THE PROBLEM: Please copy each line in the records below that contains the string "believe".

----- DATA PROVIDED

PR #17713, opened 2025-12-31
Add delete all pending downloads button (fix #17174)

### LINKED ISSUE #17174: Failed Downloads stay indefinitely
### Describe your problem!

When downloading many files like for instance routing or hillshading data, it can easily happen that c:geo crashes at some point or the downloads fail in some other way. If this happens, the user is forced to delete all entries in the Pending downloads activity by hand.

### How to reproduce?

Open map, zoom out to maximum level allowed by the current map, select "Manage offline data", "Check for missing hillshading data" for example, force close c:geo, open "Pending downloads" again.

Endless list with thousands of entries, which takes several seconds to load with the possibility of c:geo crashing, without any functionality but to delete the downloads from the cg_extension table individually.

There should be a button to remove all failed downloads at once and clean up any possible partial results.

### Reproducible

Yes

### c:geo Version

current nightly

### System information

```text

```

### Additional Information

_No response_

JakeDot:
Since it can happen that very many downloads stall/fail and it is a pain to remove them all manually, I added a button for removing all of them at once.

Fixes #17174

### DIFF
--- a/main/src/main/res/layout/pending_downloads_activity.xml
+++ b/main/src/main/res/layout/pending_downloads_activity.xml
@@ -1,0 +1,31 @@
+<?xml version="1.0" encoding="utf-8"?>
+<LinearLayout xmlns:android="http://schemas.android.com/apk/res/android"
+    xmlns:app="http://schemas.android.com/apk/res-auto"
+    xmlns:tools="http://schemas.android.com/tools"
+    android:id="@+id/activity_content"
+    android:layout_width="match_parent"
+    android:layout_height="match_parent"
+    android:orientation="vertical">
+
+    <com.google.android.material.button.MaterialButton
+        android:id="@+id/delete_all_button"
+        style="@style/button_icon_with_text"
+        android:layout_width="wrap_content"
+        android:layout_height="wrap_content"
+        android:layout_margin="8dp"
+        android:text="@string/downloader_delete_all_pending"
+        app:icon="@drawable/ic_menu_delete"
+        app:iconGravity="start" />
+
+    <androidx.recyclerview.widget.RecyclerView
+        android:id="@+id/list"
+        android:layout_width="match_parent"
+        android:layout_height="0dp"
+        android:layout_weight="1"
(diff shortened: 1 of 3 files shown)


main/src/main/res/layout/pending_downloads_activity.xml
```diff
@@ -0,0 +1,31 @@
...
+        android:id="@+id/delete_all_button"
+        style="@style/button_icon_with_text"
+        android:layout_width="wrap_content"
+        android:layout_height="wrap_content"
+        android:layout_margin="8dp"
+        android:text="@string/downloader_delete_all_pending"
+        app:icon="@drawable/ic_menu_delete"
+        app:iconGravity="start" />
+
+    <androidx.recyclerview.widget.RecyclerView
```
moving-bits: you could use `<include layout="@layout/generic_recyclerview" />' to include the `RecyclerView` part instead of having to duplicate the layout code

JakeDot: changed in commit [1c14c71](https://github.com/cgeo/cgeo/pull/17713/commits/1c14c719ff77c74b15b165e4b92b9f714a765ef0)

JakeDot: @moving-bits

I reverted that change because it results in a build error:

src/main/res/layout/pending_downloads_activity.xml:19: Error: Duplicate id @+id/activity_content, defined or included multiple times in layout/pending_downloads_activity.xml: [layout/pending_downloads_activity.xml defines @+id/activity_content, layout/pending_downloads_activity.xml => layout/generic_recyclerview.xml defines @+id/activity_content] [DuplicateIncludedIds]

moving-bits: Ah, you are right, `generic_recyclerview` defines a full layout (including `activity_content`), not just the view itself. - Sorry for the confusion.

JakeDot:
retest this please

----------
----- DATA PROVIDED

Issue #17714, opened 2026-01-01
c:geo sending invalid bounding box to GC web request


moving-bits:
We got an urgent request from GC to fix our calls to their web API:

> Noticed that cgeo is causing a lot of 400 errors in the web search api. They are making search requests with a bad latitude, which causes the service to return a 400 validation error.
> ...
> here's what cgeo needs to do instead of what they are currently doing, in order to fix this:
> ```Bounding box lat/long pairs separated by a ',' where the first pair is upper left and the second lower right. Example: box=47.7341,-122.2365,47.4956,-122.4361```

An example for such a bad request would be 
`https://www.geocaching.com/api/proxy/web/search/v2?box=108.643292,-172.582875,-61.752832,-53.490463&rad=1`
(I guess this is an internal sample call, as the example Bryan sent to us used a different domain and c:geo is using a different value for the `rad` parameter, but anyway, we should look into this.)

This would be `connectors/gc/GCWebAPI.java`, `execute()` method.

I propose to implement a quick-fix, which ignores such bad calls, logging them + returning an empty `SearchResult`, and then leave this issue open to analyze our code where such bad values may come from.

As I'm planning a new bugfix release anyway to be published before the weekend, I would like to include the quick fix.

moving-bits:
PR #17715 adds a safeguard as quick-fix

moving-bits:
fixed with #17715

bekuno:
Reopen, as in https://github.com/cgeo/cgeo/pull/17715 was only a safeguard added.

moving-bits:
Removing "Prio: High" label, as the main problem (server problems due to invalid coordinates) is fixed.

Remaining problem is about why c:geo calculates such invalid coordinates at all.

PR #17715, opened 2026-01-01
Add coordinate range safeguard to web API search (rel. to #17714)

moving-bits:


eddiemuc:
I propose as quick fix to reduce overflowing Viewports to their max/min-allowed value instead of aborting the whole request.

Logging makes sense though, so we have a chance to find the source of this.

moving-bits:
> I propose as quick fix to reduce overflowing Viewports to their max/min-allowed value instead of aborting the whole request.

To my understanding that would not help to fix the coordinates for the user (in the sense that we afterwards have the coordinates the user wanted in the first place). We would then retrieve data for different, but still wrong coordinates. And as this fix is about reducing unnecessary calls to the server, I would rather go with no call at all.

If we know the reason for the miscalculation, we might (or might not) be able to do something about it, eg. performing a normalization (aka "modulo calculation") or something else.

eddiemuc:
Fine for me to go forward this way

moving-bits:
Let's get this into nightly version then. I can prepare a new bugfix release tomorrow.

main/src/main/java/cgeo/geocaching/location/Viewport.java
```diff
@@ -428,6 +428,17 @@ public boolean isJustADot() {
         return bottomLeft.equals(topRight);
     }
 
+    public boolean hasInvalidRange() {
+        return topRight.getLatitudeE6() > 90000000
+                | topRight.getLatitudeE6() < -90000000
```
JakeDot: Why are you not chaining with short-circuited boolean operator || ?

----------
----- DATA PROVIDED

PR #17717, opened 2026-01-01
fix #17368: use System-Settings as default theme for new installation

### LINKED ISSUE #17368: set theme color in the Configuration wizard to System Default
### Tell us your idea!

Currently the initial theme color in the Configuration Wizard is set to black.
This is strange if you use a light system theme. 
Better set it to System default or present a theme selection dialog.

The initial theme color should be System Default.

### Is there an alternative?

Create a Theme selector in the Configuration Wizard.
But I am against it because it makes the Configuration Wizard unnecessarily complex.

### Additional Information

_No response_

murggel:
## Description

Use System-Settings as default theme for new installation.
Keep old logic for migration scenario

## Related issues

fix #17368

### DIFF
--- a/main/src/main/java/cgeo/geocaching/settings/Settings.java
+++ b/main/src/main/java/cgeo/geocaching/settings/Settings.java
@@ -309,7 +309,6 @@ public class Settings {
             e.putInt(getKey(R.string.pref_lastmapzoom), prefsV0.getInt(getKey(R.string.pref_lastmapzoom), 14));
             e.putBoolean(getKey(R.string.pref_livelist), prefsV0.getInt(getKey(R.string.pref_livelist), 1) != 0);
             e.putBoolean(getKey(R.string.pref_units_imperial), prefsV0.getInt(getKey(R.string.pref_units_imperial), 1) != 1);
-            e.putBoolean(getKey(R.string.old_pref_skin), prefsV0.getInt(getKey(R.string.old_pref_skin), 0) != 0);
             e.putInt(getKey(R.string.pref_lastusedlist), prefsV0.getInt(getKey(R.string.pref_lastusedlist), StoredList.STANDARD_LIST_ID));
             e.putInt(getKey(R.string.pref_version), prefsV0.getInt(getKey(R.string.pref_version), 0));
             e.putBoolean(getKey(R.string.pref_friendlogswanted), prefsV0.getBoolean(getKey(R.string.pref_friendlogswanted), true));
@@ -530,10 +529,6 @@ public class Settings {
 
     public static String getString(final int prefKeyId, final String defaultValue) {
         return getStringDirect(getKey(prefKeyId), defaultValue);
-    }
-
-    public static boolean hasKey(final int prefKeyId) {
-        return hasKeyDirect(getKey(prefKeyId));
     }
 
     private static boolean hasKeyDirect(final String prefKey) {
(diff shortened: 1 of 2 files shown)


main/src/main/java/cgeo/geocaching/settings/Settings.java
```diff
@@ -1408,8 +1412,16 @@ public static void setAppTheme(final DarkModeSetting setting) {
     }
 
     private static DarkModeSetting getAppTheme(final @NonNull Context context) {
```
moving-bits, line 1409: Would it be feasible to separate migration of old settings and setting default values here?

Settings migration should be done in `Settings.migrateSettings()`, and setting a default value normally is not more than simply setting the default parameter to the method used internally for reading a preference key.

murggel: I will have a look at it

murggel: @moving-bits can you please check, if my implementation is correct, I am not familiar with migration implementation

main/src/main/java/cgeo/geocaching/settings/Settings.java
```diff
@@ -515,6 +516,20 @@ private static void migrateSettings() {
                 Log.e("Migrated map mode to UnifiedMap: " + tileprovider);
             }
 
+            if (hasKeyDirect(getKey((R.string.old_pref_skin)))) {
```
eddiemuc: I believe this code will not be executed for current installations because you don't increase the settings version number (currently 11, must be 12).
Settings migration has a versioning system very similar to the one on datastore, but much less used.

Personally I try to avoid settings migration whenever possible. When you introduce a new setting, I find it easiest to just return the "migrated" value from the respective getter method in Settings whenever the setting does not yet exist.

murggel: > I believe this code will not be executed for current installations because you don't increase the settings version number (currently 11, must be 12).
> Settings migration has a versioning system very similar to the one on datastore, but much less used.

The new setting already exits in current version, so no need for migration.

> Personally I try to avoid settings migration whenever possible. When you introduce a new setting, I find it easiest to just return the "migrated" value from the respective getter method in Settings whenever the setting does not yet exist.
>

----------

WRITTEN RESPONSE:
eddiemuc: I believe this code will not be executed for current installations because you don't increase the settings version number (currently 11, must be 12).
murggel: > I believe this code will not be executed for current installations because you don't increase the settings version number (currently 11, must be 12).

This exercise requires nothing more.